ECLI:NL:HR:2022:536
Hoge Raad
- Cassatie
- Rechtspraak.nl
Cassatie tegen uitspraak Gerechtshof Arnhem-Leeuwarden inzake inkomstenbelasting en belastingrente
In deze zaak heeft de Hoge Raad op 8 april 2022 uitspraak gedaan in het cassatieberoep van belanghebbende, [X] te [Z], tegen de Staatssecretaris van Financiën. Het beroep in cassatie was gericht tegen de uitspraak van het Gerechtshof Arnhem-Leeuwarden van 25 augustus 2020, nummer 18/01254, die op zijn beurt een hoger beroep betrof tegen een uitspraak van de Rechtbank Noord-Nederland (nummer LEE 18/1472). De zaak had betrekking op de aan belanghebbende opgelegde aanslag in de inkomstenbelasting en premie volksverzekeringen voor het jaar 2014, alsook de beschikking inzake belastingrente.

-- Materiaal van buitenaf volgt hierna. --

PR #956, opened 2021-02-19
PA-2809, 2808, 2813, 2811, 2812, 2810: Project number link related stories 

jdtoombs:
Display appropriate project number(s) in property info panel

- if an admin clicks the link it will go to the project status route
- link goes to summary if project has been submitted and user is in the same agency
- link goes to project status route if it is still in draft and user is a part of the agency
- if user is outside of the agency and not an admin the numbers will not be clickable 

Updated:

- land, associated land, and building review pages now have project number(s) with appropriate links
- also included when viewing the info screen
- fixed bug where lat and long was not being stored when a marker was clicked
- fixed another bug where the project workflow information was not being read correctly because the data shape was changing 

image

### DIFF
--- a/frontend/src/components/maps/leaflet/InfoSlideOut/InfoContent.tsx
+++ b/frontend/src/components/maps/leaflet/InfoSlideOut/InfoContent.tsx
@@ -11,6 +11,8 @@ import { ThreeColumnItem } from './ThreeColumnItem';
 import variables from '_variables.module.scss';
 import { PropertyTypes } from 'constants/propertyTypes';
 import useCodeLookups from 'hooks/useLookupCodes';
+import { useState } from 'react';
+import { ProjectNumberLink } from './ProjectNumberLink';
 
 /**
  * Compare two dates to evaluation which is earlier.
@@ -83,6 +85,7 @@ export const InfoContent: React.FC<IInfoContent> = ({
     [PropertyTypes.PARCEL, PropertyTypes.SUBDIVISION].includes(propertyTypeId);
 
   const lookupCodes = useCodeLookups();
+  const [privateProject, setPrivateProject] = useState<boolean>(false);
 
   return (
     <>
@@ -118,8 +121,23 @@ export const InfoContent: React.FC<IInfoContent> = ({
             leftSideLabel={'Classification'}
             rightSideItem={propertyInfo?.classification}
           />
+          {!!propertyInfo?.projectNumbers?.length && (
+            <ThreeColumnItem
+              leftSideLabel={
+                propertyInfo.projectNumbers.length > 1 ? 'Project Numbers' : 'Project Number'
+              }
+              rightSideItem={propertyInfo.projectNumbers.map((projectNum: string) => (
+                <ProjectNumberLink
+                  setPrivateProject={setPrivateProject}
+                  privateProject={privateProject}
+                  agencyId={propertyInfo.agencyId}
+                  projectNumber={projectNum}
+                />
+              ))}
+            />
+          )}
         </OuterRow>
-        {!canViewDetails && (
+        {(!canViewDetails || privateProject) && (
           <ContactSres>
             <em>
               For more information on this property, contact{' '}
--- a/frontend/src/components/maps/leaflet/InfoSlideOut/InfoContent.tsx
+++ b/frontend/src/components/maps/leaflet/InfoSlideOut/InfoContent.tsx
@@ -126,10 +126,12 @@ export const InfoContent: React.FC<IInfoContent> = ({
               leftSideLabel={`Project Number${propertyInfo.projectNumbers.length > 1 ? 's' : ''}`}
               rightSideItem={propertyInfo.projectNumbers.map((projectNum: string) => (
                 <ProjectNumberLink
+                  key={projectNum}
                   setPrivateProject={setPrivateProject}
                   privateProject={privateProject}
                   agencyId={propertyInfo.agencyId}
                   projectNumber={projectNum}
+                  breakLine
                 />
               ))}
             />
--- a/frontend/src/components/maps/leaflet/InfoSlideOut/InfoContent.tsx
+++ b/frontend/src/components/maps/leaflet/InfoSlideOut/InfoContent.tsx
@@ -123,9 +123,7 @@ export const InfoContent: React.FC<IInfoContent> = ({
           />
           {!!propertyInfo?.projectNumbers?.length && (
             <ThreeColumnItem
-              leftSideLabel={
-                propertyInfo.projectNumbers.length > 1 ? 'Project Numbers' : 'Project Number'
-              }
+              leftSideLabel={`Project Number${propertyInfo.projectNumbers.length > 1 ? 's' : ''}`}
               rightSideItem={propertyInfo.projectNumbers.map((projectNum: string) => (
                 <ProjectNumberLink
                   setPrivateProject={setPrivateProject}
--- a/frontend/src/components/maps/leaflet/InfoSlideOut/ProjectNumberLink.tsx
+++ b/frontend/src/components/maps/leaflet/InfoSlideOut/ProjectNumberLink.tsx
@@ -1,0 +1,88 @@
+import Claims from 'constants/claims';
+import { Workflows } from 'constants/workflows';
+import { fetchProject, IProject } from 'features/projects/common';
+import useKeycloakWrapper from 'hooks/useKeycloakWrapper';
+import React, { useEffect, useState } from 'react';
+import { useDispatch } from 'react-redux';
+import { Link } from 'react-router-dom';
+
+interface IProjectNumberLinkProps {
+  /** The project number to analyze */
+  projectNumber: string;
+  /** The agency ID of the property being viewed */
+  agencyId: number | '';
+  /** To determine whether the project is private to the user or not */
+  setPrivateProject: Function;
+  /** The result of setPrivateProject used in both the parent and child component */
+  privateProject: boolean;
+}
+
+/**
+ * This component is used to display project numbers and appropriate links if the user has permission.
+ * A user who belongs to the same agency and a project that has not been submitted will grant user access to a link that goes directly to the status.
+ * An admin will have access to a link that goes directly to the status.
+ * If a user belongs to the agency but the project has been submitted it will redirect you to the summary page.
+ * If a user is outside the agency they will not contain a link.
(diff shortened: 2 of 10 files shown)


frontend/src/components/maps/leaflet/InfoSlideOut/ProjectNumberLink.tsx
```diff
@@ -0,0 +1,88 @@
...
+  agencyId,
+  setPrivateProject,
+  privateProject,
+}) => {
+  const dispatch = useDispatch();
+  const keycloak = useKeycloakWrapper();
+  /** Stores the various states of the project route (summary page, project status route) */
+  const [projectRoute, setProjectRoute] = useState<string>('');
+  /** State used to determine whether further project info has been fetcehd already */
+  const [loaded, setLoaded] = useState<boolean>(false);
```
jdtoombs, line 42: Don't really like doing this, but it was making me add keycloak to the dependency array and that would cause an infinite loop so created a state variable that will execute and determine whether the component still needs to get the project status route

frontend/src/components/maps/leaflet/InfoSlideOut/ThreeColumnItem.tsx
```diff
@@ -28,7 +28,7 @@ const RightCol = styled(Col)`
 
 interface IThreeColItem {
   leftSideLabel: string;
-  rightSideItem: string | number | undefined;
+  rightSideItem: string | number | React.ReactNode | undefined;
```
jdtoombs, line 31: So the new `ProjectNumberLink` component can be used

frontend/src/components/maps/leaflet/InfoSlideOut/InfoContent.tsx
```diff
@@ -113,8 +117,23 @@ export const InfoContent: React.FC<IInfoContent> = ({
             leftSideLabel={'Classification'}
             rightSideItem={propertyInfo?.classification}
           />
+          {!!propertyInfo?.projectNumbers?.length && (
+            <ThreeColumnItem
+              leftSideLabel={
+                propertyInfo.projectNumbers.length > 1 ? 'Project Numbers' : 'Project Number'
```
Fosol, line 123: fancy

Fosol: `'Project Number${propertyInfo.projectNumbers.length && 's'}'`  might be fancier

frontend/src/components/maps/leaflet/InfoSlideOut/InfoContent.tsx
```diff
@@ -113,8 +117,23 @@ export const InfoContent: React.FC<IInfoContent> = ({
...
+              }
+              rightSideItem={propertyInfo.projectNumbers.map((projectNum: string) => (
+                <ProjectNumberLink
+                  setPrivateProject={setPrivateProject}
```
Fosol, line 127: What is the private project part about?

frontend/src/components/maps/leaflet/InfoSlideOut/ProjectNumberLink.tsx
Fosol: keycloak "shouldn't" cause infinite loop.  But once again the dep array is killing us.  I suspect the deepcompare would solve it, but Devin will know more.

Fosol (approved):

frontend/src/components/maps/leaflet/InfoSlideOut/InfoContent.tsx
jdtoombs: Oooh yes I like that lol

frontend/src/components/maps/leaflet/InfoSlideOut/ProjectNumberLink.tsx
jdtoombs: I tried `useDeepCompareEffect` as well.. I must be missing something somewhere. Just not sure of what..

frontend/src/components/maps/leaflet/InfoSlideOut/InfoContent.tsx
jdtoombs: Was just to see if the project was outside of the agency so it can display the contract SRES block in the parent

frontend/src/components/maps/leaflet/InfoSlideOut/InfoContent.tsx
jdtoombs: Gonna steal that and add it in, much cleaner :D

agalbrai: "how unreadable can we make this to normal people for literally no reason" lol

agalbrai (approved):

frontend/src/components/maps/leaflet/InfoSlideOut/InfoContent.tsx
```diff
@@ -113,8 +117,21 @@ export const InfoContent: React.FC<IInfoContent> = ({
             leftSideLabel={'Classification'}
             rightSideItem={propertyInfo?.classification}
           />
+          {!!propertyInfo?.projectNumbers?.length && (
+            <ThreeColumnItem
+              leftSideLabel={`Project Number${propertyInfo.projectNumbers.length > 1 ? 's' : ''}`}
```
devinleighsmith, line 122: I think I'd be fine with just Project Number(s) in the future. I don't think the logic here is worth the overhead.

devinleighsmith: not wrong ofc.

frontend/src/components/maps/leaflet/InfoSlideOut/ProjectNumberLink.tsx
```diff
@@ -0,0 +1,88 @@
...
+      return (
+        <>
+          <Link to={`${projectRoute}?projectNumber=${projectNumber}`}>{projectNumber}</Link>
+          <br />
+        </>
+      );
+    }
+  };
+
+  useEffect(() => {
```
devinleighsmith, line 63: Hey Jonny, I put a comment in your story for this, but I probably should have talked to you about this.
There is an endpoint in the ProjectRouter /projects that already does this logic to figure out the routing for you. ALL external routing to the project logic should use that endpoint to ensure consistency. This includes new functionality, that logic should be updated to support anything rather then adding new paths.

ProjectRouter line 62 has that code. please double check it to make sure that it works for your use case (it should). Should allow you to drastically simplify this component.

Sorry about the communication misfire.

frontend/src/components/maps/leaflet/InfoSlideOut/ThreeColumnItem.tsx
devinleighsmith: Good article about passing components around that helped me:
https://medium.com/better-programming/typescript-reactjs-the-element-vs-reactelement-vs-htmlelement-vs-node-confusion-6cda21315ddd

frontend/src/components/maps/leaflet/InfoSlideOut/ProjectNumberLink.tsx
jdtoombs: No problem at all! Thanks for the heads up, will take a look and adjust now

frontend/src/components/maps/leaflet/InfoSlideOut/ThreeColumnItem.tsx
jdtoombs: Thanks! Will give it a read

frontend/src/components/maps/leaflet/MapProperties.test.tsx
```diff
@@ -6,8 +6,6 @@ import Map from './Map';
 import { Map as LeafletMap } from 'leaflet';
```
jdtoombs, line 6: Came across a few unused things in my debugging

frontend/src/components/maps/leaflet/PointClusterer.tsx
```diff
@@ -349,13 +348,18 @@ export const PointClusterer: React.FC<PointClustererProps> = ({
...
+                m.properties,
+                m.position.lat,
+                m.position.lng,
+              );
               if (
                 m.properties.propertyTypeId === PropertyTypes.PARCEL ||
                 m.properties.propertyTypeId === PropertyTypes.SUBDIVISION
               ) {
-                dispatch(parcelsActions.storeParcelDetail(m.properties as IParcel));
+                dispatch(parcelsActions.storeParcelDetail(convertedProperty as IParcel));
```
jdtoombs, line 360: This was causing the error as when it tried to reload the selected property marker there was no lat/long present

frontend/src/components/maps/leaflet/mapUtils.tsx
```diff
@@ -244,13 +244,16 @@ export const pointToLayer = (feature: ICluster, latlng: LatLngExpression): Layer
...
 export const getMarkerIcon = (feature: ICluster, selected?: boolean) => {
-  const { propertyTypeId, projectWorkflow, classificationId } = feature?.properties;
+  const { propertyTypeId, projectWorkflow, classificationId, parcelDetail } = feature?.properties;
   if (propertyTypeId === PropertyTypes.DRAFT_PARCEL) {
     return draftParcelIcon;
   } else if (propertyTypeId === PropertyTypes.DRAFT_BUILDING) {
     return draftBuildingIcon;
   } else if (selected) {
-    if ([Workflows.ERP, Workflows.ASSESS_EX_DISPOSAL].includes(projectWorkflow)) {
+    if (
```
jdtoombs, line 253: There's something funky going on with selecting markers, the shape of the data is inconsistent, spent some time debugging but need to work on my other tasks. This does "solve" the issue though. `parcelDetail` is normally stored on marker click, but for some reason selecting certain markers they instantly deselect (even though select is set to true) so it would then have to look at the `projectWorkflow` instead of the `parcelDetail`. Creating a separate bug as these were found during my story to add project number to the panel..

agalbrai: mikaela noticed that when clicking on a pin it will change to blue/green no matter what colour it used to be. Would this fix that?

jdtoombs: Yes this will! @agalbrai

Belanghebbende heeft in cassatie een klacht ingediend tegen de uitspraak van het Hof. De Staatssecretaris, vertegenwoordigd door [P], heeft een verweerschrift ingediend. De Hoge Raad heeft de klacht beoordeeld en geconcludeerd dat deze niet kan leiden tot vernietiging van de uitspraak van het Hof. De Hoge Raad heeft geen verdere motivering gegeven, aangezien het niet nodig was om vragen te beantwoorden die van belang zijn voor de eenheid of ontwikkeling van het recht, zoals vermeld in artikel 81, lid 1, van de Wet op de rechterlijke organisatie.
De Hoge Raad heeft ook geen aanleiding gezien om een veroordeling in de proceskosten uit te spreken. Uiteindelijk heeft de Hoge Raad het beroep in cassatie ongegrond verklaard. Dit arrest is gewezen door de raadsheer M.A. Fierstra als voorzitter, en de raadsheren E.F. Faase en J.A.R. van Eijsden, in tegenwoordigheid van de waarnemend griffier E. Cichowski, en is openbaar uitgesproken op 8 april 2022.